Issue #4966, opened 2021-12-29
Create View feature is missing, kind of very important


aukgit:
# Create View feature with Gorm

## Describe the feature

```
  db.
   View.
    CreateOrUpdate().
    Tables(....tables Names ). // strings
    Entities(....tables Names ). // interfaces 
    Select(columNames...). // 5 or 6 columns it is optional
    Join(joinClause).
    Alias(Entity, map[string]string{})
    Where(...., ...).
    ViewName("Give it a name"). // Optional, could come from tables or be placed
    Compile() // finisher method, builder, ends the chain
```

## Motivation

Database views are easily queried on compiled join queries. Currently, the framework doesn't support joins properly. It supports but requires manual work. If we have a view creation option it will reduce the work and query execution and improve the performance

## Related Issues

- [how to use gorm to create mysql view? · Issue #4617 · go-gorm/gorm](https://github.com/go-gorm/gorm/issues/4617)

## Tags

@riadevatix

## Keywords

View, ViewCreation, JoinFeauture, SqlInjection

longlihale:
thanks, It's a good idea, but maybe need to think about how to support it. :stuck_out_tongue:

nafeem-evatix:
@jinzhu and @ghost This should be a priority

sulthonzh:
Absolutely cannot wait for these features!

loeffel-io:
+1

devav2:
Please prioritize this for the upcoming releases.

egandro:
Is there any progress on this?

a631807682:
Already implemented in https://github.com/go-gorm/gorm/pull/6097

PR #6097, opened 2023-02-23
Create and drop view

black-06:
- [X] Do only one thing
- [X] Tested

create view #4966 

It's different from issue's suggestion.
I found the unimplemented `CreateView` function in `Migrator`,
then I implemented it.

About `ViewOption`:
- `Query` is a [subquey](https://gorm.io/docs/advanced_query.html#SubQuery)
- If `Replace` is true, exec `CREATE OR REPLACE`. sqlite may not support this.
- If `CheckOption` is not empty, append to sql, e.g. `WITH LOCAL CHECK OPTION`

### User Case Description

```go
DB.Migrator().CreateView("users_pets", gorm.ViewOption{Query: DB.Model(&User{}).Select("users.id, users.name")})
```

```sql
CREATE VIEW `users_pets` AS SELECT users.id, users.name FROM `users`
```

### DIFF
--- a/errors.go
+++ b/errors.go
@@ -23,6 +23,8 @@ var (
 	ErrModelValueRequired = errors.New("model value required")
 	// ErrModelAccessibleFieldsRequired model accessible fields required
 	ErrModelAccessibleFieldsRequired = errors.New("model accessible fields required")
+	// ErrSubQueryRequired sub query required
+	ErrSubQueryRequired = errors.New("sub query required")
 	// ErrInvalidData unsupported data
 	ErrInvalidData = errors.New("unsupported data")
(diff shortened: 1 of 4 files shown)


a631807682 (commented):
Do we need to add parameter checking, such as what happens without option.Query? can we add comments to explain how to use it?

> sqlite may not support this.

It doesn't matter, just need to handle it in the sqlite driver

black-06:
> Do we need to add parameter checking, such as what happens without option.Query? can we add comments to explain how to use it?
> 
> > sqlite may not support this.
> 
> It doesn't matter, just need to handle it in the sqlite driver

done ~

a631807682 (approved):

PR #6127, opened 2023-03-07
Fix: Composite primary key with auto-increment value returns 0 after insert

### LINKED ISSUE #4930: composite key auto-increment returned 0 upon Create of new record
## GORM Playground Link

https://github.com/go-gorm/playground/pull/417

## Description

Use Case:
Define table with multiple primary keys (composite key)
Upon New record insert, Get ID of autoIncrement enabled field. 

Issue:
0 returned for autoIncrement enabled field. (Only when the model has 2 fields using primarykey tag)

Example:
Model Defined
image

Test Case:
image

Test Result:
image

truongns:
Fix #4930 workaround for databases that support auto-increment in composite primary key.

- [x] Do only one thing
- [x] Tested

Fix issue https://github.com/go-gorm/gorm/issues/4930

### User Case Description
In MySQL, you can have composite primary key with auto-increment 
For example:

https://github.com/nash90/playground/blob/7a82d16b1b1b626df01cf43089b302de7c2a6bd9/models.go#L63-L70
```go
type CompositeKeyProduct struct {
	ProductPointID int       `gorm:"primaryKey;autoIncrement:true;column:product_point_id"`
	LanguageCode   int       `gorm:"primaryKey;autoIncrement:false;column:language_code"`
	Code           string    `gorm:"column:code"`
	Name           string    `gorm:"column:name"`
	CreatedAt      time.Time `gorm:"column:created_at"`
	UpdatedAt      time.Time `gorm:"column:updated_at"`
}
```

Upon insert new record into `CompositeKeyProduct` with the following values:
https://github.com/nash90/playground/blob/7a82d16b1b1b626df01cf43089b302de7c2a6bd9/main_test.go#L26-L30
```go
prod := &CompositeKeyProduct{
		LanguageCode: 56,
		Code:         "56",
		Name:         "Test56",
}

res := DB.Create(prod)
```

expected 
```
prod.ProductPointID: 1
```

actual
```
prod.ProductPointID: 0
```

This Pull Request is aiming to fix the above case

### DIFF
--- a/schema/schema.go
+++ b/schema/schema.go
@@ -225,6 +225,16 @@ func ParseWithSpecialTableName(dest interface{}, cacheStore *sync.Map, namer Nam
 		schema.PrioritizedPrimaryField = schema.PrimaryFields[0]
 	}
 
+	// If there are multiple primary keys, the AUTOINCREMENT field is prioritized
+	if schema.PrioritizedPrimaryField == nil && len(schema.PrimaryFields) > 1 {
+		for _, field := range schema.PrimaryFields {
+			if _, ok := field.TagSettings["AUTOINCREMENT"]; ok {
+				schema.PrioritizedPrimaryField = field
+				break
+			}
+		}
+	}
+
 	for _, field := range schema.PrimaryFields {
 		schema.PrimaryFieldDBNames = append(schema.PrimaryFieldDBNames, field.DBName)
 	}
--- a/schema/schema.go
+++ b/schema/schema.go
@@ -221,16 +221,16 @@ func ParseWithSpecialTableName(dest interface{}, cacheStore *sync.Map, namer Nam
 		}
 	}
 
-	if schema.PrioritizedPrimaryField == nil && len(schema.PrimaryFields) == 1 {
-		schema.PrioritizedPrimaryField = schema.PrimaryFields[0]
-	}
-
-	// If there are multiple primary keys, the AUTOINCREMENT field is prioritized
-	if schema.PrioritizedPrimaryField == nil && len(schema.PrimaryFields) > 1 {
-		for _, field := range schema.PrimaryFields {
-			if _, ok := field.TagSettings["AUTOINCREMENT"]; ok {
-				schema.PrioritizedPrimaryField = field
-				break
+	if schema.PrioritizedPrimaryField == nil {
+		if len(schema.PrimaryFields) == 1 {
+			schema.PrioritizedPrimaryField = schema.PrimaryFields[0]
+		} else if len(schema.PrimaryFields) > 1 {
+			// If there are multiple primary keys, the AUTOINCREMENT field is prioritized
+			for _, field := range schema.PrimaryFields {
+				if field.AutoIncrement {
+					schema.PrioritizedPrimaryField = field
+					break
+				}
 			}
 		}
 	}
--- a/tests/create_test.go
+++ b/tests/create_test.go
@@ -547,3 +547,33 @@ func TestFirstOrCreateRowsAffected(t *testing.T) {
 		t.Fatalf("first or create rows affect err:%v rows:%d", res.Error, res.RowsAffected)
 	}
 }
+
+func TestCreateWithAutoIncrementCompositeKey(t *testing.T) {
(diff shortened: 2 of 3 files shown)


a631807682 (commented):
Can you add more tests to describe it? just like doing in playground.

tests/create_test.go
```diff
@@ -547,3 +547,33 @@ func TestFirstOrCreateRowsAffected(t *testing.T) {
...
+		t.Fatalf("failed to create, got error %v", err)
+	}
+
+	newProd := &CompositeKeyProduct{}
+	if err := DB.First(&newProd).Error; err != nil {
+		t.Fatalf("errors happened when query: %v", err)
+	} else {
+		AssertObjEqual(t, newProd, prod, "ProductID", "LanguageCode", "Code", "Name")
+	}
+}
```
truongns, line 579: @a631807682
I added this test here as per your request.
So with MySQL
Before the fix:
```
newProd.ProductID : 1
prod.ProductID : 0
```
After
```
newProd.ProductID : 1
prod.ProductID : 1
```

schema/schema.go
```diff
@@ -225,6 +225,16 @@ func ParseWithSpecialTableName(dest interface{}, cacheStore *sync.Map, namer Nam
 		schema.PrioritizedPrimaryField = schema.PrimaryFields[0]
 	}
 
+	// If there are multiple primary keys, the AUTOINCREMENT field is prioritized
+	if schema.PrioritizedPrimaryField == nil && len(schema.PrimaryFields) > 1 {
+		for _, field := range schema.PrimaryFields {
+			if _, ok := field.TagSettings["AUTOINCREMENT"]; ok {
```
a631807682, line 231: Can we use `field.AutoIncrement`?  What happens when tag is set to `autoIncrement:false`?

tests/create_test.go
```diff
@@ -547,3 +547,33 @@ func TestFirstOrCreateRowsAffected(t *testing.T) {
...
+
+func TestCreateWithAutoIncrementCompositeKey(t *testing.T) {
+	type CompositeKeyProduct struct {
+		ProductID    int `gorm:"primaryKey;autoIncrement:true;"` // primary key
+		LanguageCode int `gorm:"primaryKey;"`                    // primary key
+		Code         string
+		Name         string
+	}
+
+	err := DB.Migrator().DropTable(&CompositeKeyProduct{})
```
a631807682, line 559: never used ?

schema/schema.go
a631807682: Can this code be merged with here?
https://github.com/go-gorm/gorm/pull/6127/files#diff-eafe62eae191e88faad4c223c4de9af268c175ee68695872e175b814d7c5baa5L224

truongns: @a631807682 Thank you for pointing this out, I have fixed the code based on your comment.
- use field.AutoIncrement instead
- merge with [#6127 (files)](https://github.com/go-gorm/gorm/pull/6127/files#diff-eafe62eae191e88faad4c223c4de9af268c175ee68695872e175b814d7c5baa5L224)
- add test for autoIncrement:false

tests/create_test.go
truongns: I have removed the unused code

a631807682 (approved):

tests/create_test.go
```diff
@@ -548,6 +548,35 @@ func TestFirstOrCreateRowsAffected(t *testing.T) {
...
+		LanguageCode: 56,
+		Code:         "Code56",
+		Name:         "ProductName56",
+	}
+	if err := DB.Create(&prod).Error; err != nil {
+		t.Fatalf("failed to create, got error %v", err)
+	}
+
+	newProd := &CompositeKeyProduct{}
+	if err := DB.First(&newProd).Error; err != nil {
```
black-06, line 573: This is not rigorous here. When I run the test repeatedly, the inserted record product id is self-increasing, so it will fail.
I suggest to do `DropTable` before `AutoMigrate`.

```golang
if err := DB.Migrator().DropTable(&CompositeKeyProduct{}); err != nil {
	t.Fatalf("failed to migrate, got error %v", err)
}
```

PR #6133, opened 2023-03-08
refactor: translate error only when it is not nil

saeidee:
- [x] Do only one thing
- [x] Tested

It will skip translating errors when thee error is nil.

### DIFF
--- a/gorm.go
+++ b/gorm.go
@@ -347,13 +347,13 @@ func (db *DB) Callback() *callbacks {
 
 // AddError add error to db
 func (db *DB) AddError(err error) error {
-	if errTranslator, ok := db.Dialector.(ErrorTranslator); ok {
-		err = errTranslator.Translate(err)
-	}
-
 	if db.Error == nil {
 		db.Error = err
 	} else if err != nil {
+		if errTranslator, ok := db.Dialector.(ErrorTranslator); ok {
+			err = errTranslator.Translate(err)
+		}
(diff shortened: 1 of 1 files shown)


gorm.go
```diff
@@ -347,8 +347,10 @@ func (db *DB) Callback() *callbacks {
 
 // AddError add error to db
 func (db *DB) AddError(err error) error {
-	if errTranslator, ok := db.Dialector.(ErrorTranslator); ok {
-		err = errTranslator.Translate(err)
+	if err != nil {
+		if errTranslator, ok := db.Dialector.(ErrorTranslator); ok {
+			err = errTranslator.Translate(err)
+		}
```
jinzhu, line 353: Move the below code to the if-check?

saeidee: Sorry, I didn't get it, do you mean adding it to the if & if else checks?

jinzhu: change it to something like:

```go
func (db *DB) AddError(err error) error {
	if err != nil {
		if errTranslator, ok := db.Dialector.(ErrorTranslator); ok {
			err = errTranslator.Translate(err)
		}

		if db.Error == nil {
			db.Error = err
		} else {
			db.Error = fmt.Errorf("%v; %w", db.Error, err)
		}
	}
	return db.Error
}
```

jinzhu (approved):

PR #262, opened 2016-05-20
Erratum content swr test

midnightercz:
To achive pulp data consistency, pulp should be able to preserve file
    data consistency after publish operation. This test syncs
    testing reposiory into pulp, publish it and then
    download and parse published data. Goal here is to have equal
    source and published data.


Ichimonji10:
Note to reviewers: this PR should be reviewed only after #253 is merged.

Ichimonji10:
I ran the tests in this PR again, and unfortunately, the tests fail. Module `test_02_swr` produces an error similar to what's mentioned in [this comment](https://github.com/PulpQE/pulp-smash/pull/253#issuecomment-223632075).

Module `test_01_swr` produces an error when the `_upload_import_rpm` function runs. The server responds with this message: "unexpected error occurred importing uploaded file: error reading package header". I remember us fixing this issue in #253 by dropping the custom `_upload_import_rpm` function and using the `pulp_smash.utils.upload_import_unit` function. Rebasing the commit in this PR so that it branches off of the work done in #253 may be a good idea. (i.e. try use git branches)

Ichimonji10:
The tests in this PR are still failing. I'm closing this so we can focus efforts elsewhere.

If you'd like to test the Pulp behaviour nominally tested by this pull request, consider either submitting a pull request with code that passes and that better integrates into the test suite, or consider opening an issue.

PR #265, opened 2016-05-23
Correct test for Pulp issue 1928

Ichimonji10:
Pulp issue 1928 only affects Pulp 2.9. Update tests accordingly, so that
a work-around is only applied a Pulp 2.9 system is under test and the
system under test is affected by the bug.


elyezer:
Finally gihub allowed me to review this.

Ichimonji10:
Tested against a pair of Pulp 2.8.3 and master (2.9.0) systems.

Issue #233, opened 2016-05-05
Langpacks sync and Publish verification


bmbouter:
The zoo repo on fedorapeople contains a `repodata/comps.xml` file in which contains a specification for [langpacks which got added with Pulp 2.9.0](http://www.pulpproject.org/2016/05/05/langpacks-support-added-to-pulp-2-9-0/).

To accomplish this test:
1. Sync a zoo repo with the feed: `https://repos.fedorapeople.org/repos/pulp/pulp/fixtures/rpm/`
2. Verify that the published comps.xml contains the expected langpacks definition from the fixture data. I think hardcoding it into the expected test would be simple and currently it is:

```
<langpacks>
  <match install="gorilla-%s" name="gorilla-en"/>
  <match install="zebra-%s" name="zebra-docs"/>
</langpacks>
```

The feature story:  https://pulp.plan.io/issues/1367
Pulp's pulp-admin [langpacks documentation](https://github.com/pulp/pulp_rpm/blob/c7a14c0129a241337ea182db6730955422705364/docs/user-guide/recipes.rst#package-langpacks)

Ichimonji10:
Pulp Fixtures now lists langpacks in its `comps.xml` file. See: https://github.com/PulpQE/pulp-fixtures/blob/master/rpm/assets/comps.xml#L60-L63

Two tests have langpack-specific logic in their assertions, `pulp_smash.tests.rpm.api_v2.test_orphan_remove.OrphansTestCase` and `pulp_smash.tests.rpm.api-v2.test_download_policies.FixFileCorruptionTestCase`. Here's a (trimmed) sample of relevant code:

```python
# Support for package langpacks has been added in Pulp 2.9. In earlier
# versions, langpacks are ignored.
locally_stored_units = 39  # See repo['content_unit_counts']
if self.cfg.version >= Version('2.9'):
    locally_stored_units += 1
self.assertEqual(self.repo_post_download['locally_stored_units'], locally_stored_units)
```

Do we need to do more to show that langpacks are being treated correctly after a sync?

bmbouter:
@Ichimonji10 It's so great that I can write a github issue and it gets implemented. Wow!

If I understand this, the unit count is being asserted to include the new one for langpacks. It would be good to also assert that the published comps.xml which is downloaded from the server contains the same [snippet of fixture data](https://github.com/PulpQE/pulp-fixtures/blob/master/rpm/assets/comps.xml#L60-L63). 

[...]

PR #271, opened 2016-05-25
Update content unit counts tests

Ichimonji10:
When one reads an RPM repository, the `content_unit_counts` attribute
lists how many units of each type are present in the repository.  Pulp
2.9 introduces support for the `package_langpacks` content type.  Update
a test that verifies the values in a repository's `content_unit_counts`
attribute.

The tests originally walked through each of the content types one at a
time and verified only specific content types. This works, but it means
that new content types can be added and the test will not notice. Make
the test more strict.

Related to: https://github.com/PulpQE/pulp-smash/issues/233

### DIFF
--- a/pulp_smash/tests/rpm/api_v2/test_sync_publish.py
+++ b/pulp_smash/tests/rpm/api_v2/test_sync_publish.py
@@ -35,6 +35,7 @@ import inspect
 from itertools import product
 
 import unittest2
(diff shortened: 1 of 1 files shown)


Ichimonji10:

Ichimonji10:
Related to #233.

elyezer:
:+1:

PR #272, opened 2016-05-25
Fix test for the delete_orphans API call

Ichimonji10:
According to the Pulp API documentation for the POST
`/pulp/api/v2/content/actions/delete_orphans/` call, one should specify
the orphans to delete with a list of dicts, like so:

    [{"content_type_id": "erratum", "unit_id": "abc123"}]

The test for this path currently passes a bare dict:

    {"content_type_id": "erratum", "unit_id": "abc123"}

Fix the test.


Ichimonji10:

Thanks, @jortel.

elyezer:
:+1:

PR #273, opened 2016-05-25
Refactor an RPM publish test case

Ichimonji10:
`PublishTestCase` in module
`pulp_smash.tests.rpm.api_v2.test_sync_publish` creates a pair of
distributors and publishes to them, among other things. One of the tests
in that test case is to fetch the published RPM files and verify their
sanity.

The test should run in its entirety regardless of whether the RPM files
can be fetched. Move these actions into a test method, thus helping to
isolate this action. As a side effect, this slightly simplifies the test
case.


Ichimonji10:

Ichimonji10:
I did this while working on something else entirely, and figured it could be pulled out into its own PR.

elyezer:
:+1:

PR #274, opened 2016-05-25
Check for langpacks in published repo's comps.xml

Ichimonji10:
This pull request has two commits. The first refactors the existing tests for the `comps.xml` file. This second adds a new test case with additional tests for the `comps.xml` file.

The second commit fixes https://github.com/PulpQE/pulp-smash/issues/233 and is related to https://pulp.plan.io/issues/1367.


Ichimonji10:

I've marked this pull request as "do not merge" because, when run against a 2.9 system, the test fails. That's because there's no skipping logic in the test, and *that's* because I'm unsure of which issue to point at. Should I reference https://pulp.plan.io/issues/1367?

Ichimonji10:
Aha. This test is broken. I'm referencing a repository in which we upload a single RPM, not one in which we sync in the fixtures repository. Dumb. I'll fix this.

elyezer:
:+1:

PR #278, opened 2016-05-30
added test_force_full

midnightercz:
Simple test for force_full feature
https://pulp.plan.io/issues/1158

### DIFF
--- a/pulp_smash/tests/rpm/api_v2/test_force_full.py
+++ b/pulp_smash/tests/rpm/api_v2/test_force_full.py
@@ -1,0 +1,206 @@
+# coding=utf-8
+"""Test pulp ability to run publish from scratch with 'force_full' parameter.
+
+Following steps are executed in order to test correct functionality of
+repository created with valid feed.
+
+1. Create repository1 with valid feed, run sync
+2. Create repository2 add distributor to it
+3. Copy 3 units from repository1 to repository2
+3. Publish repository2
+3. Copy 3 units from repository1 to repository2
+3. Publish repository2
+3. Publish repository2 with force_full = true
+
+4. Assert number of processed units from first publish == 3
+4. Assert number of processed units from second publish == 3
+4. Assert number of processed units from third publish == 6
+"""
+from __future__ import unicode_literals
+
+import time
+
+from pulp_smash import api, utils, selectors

+ + + + +

**Try it:**
For every line of the material that holds the word "struct", make a copy.

**Solution to this task:**
type CompositeKeyProduct struct {
+	type CompositeKeyProduct struct {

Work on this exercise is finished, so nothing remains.